Concise Electronics for Geeks > 자유게시판

Just as importantly, it achieves much better regulation over a wide range of possible loads. The problem with this is that all real-world loads will develop some voltage across them in normal operation; this raises the emitter or source voltage accordingly - perhaps close to, or even above, the driving base / gate voltage. This negative voltage will prevent that MOSFET from turning on until the charge is dissipated through the voltage divider (which takes time proportional to the capacitances and resistances involved) - and the gate is positive enough again. The behavior of the first circuit - known as a half-wave rectifier - should be fairly clear: the diode conducts, and therefore creates a voltage across the resistor (a dummy load), only if the first input is more positive than the other; in this circuit, diode breakdown voltage is selected high enough not to interfere with this process. First, we need to find an equivalent resistor that, when placed across the terminals of our 9V battery, would conduct just 20 mA. 5RC, the capacitor will be more than 99% charged, with almost no current flowing - and a voltage equivalent to that of the power source will be present across its terminals.

An unexpected low-pass filter distortion seen in a digital signal is usually indicative of excessive capacitance of the signal path, perhaps because the connection is too long, or runs too close to others; while a high-pass pattern may indicate a broken trace or cut wire, forming an unwelcome capacitor in series with the source of the signal. Low-pass and high-pass filters can be cascaded to form band-pass or band-stop filters; identical filters can also be stacked to achieve a steeper response curve (n-th order filters, with gn frequency transmission function). C product, and therefore, what are electric cables the same frequency response. Because gates are not expected to directly drive significant loads (several milliamps is usually the limit), CMOS transistors are selected so that their resistances and voltage response characteristics eliminate the risk of short-circuit damage when input voltage is somewhere between ground and Vcc; that said, output voltage levels and other gate characteristics are guaranteed to be sane only within certain specific ranges of "0" and "1" inputs.

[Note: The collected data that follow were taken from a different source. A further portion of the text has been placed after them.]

PR #11927, opened 2026-01-05
chore: refactor `ModuleDeclaration` syntax check against TS node

fisker:
## PR Checklist

## Overview

Hope we have tests cover this part, so I won't make mistakes. 😄


packages/typescript-estree/src/check-syntax-errors.ts
```diff
@@ -400,6 +400,40 @@ export function checkSyntaxError(tsNode: ts.Node): void {
...
+      if (ts.isStringLiteral(node.name)) {
+        return;
+      }
+
+      if (node.body == null) {
+        throw createError(node, 'Expected a module body');
+      }
+
+      // eslint-disable-next-line @typescript-eslint/no-unnecessary-condition -- Fixme: confirm if it's possible
+      if (node.name.kind !== ts.SyntaxKind.Identifier) {
```
bradzacher, line 586: The possible case is `namespace 'foo' {}`
Because `module 'foo' {}` is valid.

But above (on L421) you guarded against this case with a `return`.

it also looks like you already have this exact check on L411?

fisker: > it also looks like you already have this exact check on L411?

L411 is for `global`?

---

It seems that it can be another type.

```
module 1 {}
```

https://www.typescriptlang.org/play/?ssl=1&ssc=12&pln=1&pc=1#code/LYewJgrgNgpgBARjgbwL5A


I didn't change because it worked this way before.


Anyway, TypeScript already dropped support for `module identifier {}` https://github.com/microsoft/TypeScript/pull/62876. Let's keep it this way?

bradzacher: Oh sorry I didn't notice that 411 was nested in a block.

bradzacher (dismissed):

bradzacher:
Merge master and resolve the conflicts and we can merge this!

At this point, the left transistor will turn on, and create a negative voltage on the gate of the other MOSFET, turning it off for a while. The MOSFET transistor shown in column A generally does not require a resistor, at least at low signal frequencies, because it does not allow any appreciably long-lived current to flow through the gate (at very high frequencies, the small but non-zero gate-source capacitance becomes a factor, though). For example, AND gates may be employed to make sure that the input or output stage is active only when the clock signal is high; modified flip-flops may be used to detect clock signal state transitions and initiate actions on rising or falling edges; and binary counters may be used to ensure that a particular number of clock cycles passes between any two operations, or to select the appropriate part of a circuit to use when executing a sequence of calculations. Diodes are also commonly used to build constant-current sources, such as this circuit: this arrangement will admit only as much current as needed to create a particular voltage across the constant "sense" resistor, R2, regardless of the potentially variable voltage drop seen across the connected load.

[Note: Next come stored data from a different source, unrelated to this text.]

PR #11689, opened 2025-10-09
fix(typescript-estree): forbid invalid modifiers in object methods

fisker:
## PR Checklist

- [x] Addresses an existing open issue: fixes #11687
- [x] That issue was marked as [accepting prs](https://github.com/typescript-eslint/typescript-eslint/issues?q=is%3Aopen+is%3Aissue+label%3A%22accepting+prs%22)
- [x] Steps in [Contributing](https://typescript-eslint.io/contributing) were taken

PR #11931, opened 2026-01-06
fix(typescript-estree): forbid invalid modifier in object expression

### LINKED ISSUE #11688: Enhancement: Forbid invalid modifiers in object properties

### Relevant Package

typescript-estree

### Description

Similar to https://github.com/typescript-eslint/typescript-eslint/issues/11655, but for properties.

```ts
({abstract property: 1});
({async property: 1});
({declare property: 1});
({export property: 1});
({override property: 1});
({private property: 1});
({protected property: 1});
({public property: 1});
```

### Additional Info

_No response_

fisker:
## PR Checklist

- [x] Addresses an existing open issue: fixes #11688

### DIFF
--- a/packages/typescript-estree/src/check-modifiers.ts
+++ b/packages/typescript-estree/src/check-modifiers.ts
@@ -131,7 +131,7 @@ function nodeHasIllegalDecorators(
 function getModifiers(node: ts.Node): ts.Modifier[] {
   return (
     // @ts-expect-error intentional to access `node.modifiers` instead of `ts.getModifiers(node)` to access all modifiers
-    ((node.modifiers as ts.Modifier[]) ?? []).filter(
+    ((node.modifiers as ts.Modifier[] | undefined) ?? []).filter(
       (modifier): modifier is ts.Modifier => !ts.isDecorator(modifier),
     )
   );
@@ -338,7 +338,7 @@ export function checkModifiers(node: ts.Node): void {
       modifier.kind === SyntaxKind.ProtectedKeyword ||
       modifier.kind === SyntaxKind.PrivateKeyword
     ) {
-      for (const anotherModifier of getModifiers(node) ?? []) {
+      for (const anotherModifier of getModifiers(node)) {
         if (
           anotherModifier !== modifier &&
           (anotherModifier.kind === SyntaxKind.PublicKeyword ||


packages/typescript-estree/src/check-modifiers.ts
```diff
@@ -128,6 +128,15 @@ function nodeHasIllegalDecorators(
   );
 }
 
+function getModifiers(node: ts.Node): ts.Modifier[] {
+  return (
+    // @ts-expect-error intentional to access `node.modifiers` instead of `ts.getModifiers(node)` to access all modifiers
+    ((node.modifiers as ts.Modifier[]) ?? []).filter(
```
fisker: @bradzacher `ts.getModifiers()` can't access `declare` modifier in `({declare a=1})`, is it fine to access `node.modifiers` directly?

https://github.com/typescript-eslint/typescript-eslint/pull/11689#discussion_r2416713772

packages/typescript-estree/src/check-modifiers.ts
```diff
@@ -128,6 +128,15 @@ function nodeHasIllegalDecorators(
...
 }
 
+function getModifiers(node: ts.Node): ts.Modifier[] {
+  return (
+    // @ts-expect-error intentional to access `node.modifiers` instead of `ts.getModifiers(node)` to access all modifiers
+    ((node.modifiers as ts.Modifier[] | undefined) ?? []).filter(
+      (modifier): modifier is ts.Modifier => !ts.isDecorator(modifier),
+    )
+  );
+}
```
bradzacher, line 138: question -- why did you do this instead of using the existing `getModifiers` function?

fisker: https://github.com/typescript-eslint/typescript-eslint/pull/11931#discussion_r2664342563

packages/typescript-estree/src/check-modifiers.ts
bradzacher: https://typescript-eslint.io/play/#ts=5.9.3&fileType=.tsx&code=BQbwBAJgpgxgNgQwE5TAsBeMBGMBfASgCgg&eslintrc=N4KABGBEBOCuA2BTAzpAXGYBfEWg&tsconfig=N4KABGBEDGD2C2AHAlgGwKYCcDyiAuysAdgM6QBcYoEEkJemy0eAcgK6qoDCAFutAGsylBm3TgwAXxCSgA&tokens=false

looks like we currently have a parser error on that code.
so we probably don't need to do this?

fisker: Mistake `({declare a:1})` (colon)

fisker:
```
p = ts.createSourceFile('foo.ts', '({async a:1})').statements[0].expression.expression.properties[0]
ts.getModifiers(p)
undefined
```

bradzacher: the problem is that this property was purposely removed from the TS API types in TS4.9
accessing it is, ultimately, sketchy -- which is why the `getModifiers` util was created.

Should we just ignore these entirely if TS is choosing to not give us an official way to access them?

fisker: What is the worst result that can be? TypeScript removes `.modifiers`?

How about this, switch back to `ts.getModifiers()`, but make an exception for object properties, if `.modifiers` is removed one day, the syntax check for object properties just silently ignore them. What do you think?

packages/typescript-estree/src/check-modifiers.ts
JoshuaKGoldberg: @bradzacher WDYT?

fisker:
@JoshuaKGoldberg https://github.com/typescript-eslint/typescript-eslint/pull/11931#discussion_r2666662391 not addressed.

fisker:
https://github.com/typescript-eslint/typescript-eslint/issues/12027

JoshuaKGoldberg:
Ah gotcha, I misinterpreted. thanks!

The previously discussed modifications of the voltage follower circuit - to allow adjustable voltage amplification and push-pull operation - are just as applicable to this regulator. In many cases, this is not a big deal - the capacitor and the resistors can be selected with the interesting range of frequencies in mind; but fundamentally, the follower is no longer maintaining direct relationship between input and output voltages - and merely between their rates of change. Relying on this intrinsic gain is usually not a good idea for production-grade circuits, as the parameter can change significantly at a whim - but by looking at its general order of magnitude, you can see what input impedance would be appropriate. Transistor drivers: one of the most rudimentary classes of integrated circuits, these chips consists of a modest number of individual transistors, often with protective resistors and diodes, to be used as line drivers (i.e., impedance converters). The ability to spot these waveforms is actually extremely useful when debugging digital circuits, where square wave signals are used extensively.